- _Exercise details_: Your task is to copy every line of the entries that holds the word "Gigabyte".

- _Material shown_:
PR #3392, opened 2024-08-17
[stdlib] Addition of a struct to read from stdin and an input function

thatstoasty:
Resolves https://github.com/modularml/mojo/issues/167

This is my attempt at recreating the Python input function and some of the stdin class functionality. Pretty straightforward, I'm using `getdelim` to read from stdin until the delimiter or EOF is reached. 

A few questions come to mind:

- I pretty much duplicated the `_fdopen` struct as part of the `stdin` struct, should I instead modify the `_fdopen` struct so mode isn't fixed to "a"? It should be reusable if that's updated. I didn't see any usage of the STDOUT and STDERR aliases that are part of it either.
- What should we do about testing logic that relies on the stdin stream? The tests I added are going to fail in automation because there's no input, but I was able to run them on my mac and in a linux container. I was also able to run one test at a time using FileCheck to echo some text into stdin, but of course that was consumed by the first test case which lead to the subsequent tests failing.


jackos (approved):
Fantastic this is great thanks @thatstoasty

I fixed up the test using echo in the run command as you hinted, one test is fine for now to make sure `_fdopen` is behaving as expected with stdin.

We should rework things in the future to move all file handle related functionality onto the `FileHandle` struct, and allow writing/reading directly from streams using `sys.stdin`, `sys.stdout` and `sys.stderr` as it behaves in Python, but we can do this later. For now this is functional and working great thanks.

jackos:
!sync

PR #3422, opened 2024-08-26
[stdlib] Atof bug: Fix shift overflow

yardenlaif:
Hi! I fixed the overflow that caused numbers such as `3.5e21` not to be parsed correctly. This is a partial fix for: https://github.com/modularml/mojo/issues/3419.

Signed-off-by: Yarden Laifenfeld <ylaifenfeld@gmail.com>


yardenlaif:
I'm assuming you want floats with big exponents (>16) to be treated the same by the compiler and the stdlib, so I'm not sure how to fix the bug with: `47421763.548648646474532187448684`.
The stdlib currently parses this to `47421763.548648641`, while the compiler parses it to `47421763.548648648`.

gabrieldemarmiesse:
@yardenlaif we should round to the nearest value representable by a float64. You can use `FloatLiterals`, which have infinite precision to verify which number is the closest:

```mojo
def main():
    alias x: FloatLiteral = 47421763.548648646474532187448684
    alias stdlib: FloatLiteral = 47421763.548648641
    alias compiler: FloatLiteral = 47421763.548648648

    alias x_minus_stdlib: FloatLiteral = x - stdlib
    print("x_minus_stdlib", x_minus_stdlib)

    alias x_minus_compiler: FloatLiteral = x - compiler
    print("x_minus_compiler", x_minus_compiler)

# Output:
# x_minus_stdlib 5.474532187448684e-09
# x_minus_compiler -1.525467812551316e-09
```
So the compiler produces a number closer to the original number, thus the compiler is right here.

Also I'm afraid the way we currently made the `atof` function is not great notably because we loose precision by using so many iteration on the floating point values. Thus it produces wrong or imprecise numbers when the exponents are very high or very low. I'm working on the implementation of the paper "Number Parsing at a Gigabyte per Second" by Daniel Lemire, which is the state of the art on the subject, and should solve a bunch of problems at once. PR is coming soon.

So I don't believe we can just "patch" the existing `atof` function, it has to be remade from scratch to be correct.

JoeLoser:
> @yardenlaif we should round to the nearest value representable by a float64. You can use `FloatLiterals`, which have infinite precision to verify which number is the closest:
> 
> ```mojo
> def main():
>     alias x: FloatLiteral = 47421763.548648646474532187448684
>     alias stdlib: FloatLiteral = 47421763.548648641
>     alias compiler: FloatLiteral = 47421763.548648648
> 
>     alias x_minus_stdlib: FloatLiteral = x - stdlib
>     print("x_minus_stdlib", x_minus_stdlib)
> 
>     alias x_minus_compiler: FloatLiteral = x - compiler
>     print("x_minus_compiler", x_minus_compiler)
> 
> # Output:
> # x_minus_stdlib 5.474532187448684e-09
> # x_minus_compiler -1.525467812551316e-09
> ```
> 
> So the compiler produces a number closer to the original number, thus the compiler is right here.
> 
> Also I'm afraid the way we currently made the `atof` function is not great notably because we loose precision by using so many iteration on the floating point values. Thus it produces wrong or imprecise numbers when the exponents are very high or very low. I'm working on the implementation of the paper "Number Parsing at a Gigabyte per Second" by Daniel Lemire, which is the state of the art on the subject, and should solve a bunch of problems at once. The PR is here: #3434
> 
> So I don't believe we can just "patch" the existing `atof` function, it has to be remade from scratch to be correct.

I agree with Gabriel here.  Thank you for starting on this @yardenlaif, but let's move forward with https://github.com/modularml/mojo/pull/3434.  Thanks @gabrieldemarmiesse and others!  As such, I'll close this PR.

PR #3439, opened 2024-08-31
[stdlib] Fix `String.isdigit()` when the string is empty

msaelices:
Corner case that was not working correctly as `String("").isdigit()` is `False`


soraros:
Maybe you could also update the doctoring to match python:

- _The completed task_:
Also I'm afraid the way we currently made the `atof` function is not great notably because we loose precision by using so many iteration on the floating point values. Thus it produces wrong or imprecise numbers when the exponents are very high or very low. I'm working on the implementation of the paper "Number Parsing at a Gigabyte per Second" by Daniel Lemire, which is the state of the art on the subject, and should solve a bunch of problems at once. PR is coming soon.
> Also I'm afraid the way we currently made the `atof` function is not great notably because we loose precision by using so many iteration on the floating point values. Thus it produces wrong or imprecise numbers when the exponents are very high or very low. I'm working on the implementation of the paper "Number Parsing at a Gigabyte per Second" by Daniel Lemire, which is the state of the art on the subject, and should solve a bunch of problems at once. The PR is here: #3434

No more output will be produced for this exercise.